• WHAT IS NEEDED:
What you return should match the records below exactly.

• DATASET ENTRIES:

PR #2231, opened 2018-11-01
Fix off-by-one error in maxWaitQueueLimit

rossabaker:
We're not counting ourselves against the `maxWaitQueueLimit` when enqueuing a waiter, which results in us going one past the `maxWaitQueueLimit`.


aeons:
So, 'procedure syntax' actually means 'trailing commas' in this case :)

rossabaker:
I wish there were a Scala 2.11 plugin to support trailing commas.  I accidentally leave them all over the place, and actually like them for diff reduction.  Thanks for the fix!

• RESPONSE TO THIS EXERCISE:
PR #2231, opened 2018-11-01
Fix off-by-one error in maxWaitQueueLimit

rossabaker:
We're not counting ourselves against the `maxWaitQueueLimit` when enqueuing a waiter, which results in us going one past the `maxWaitQueueLimit`.


aeons:
So, 'procedure syntax' actually means 'trailing commas' in this case :)

rossabaker:
I wish there were a Scala 2.11 plugin to support trailing commas.  I accidentally leave them all over the place, and actually like them for diff reduction.  Thanks for the fix!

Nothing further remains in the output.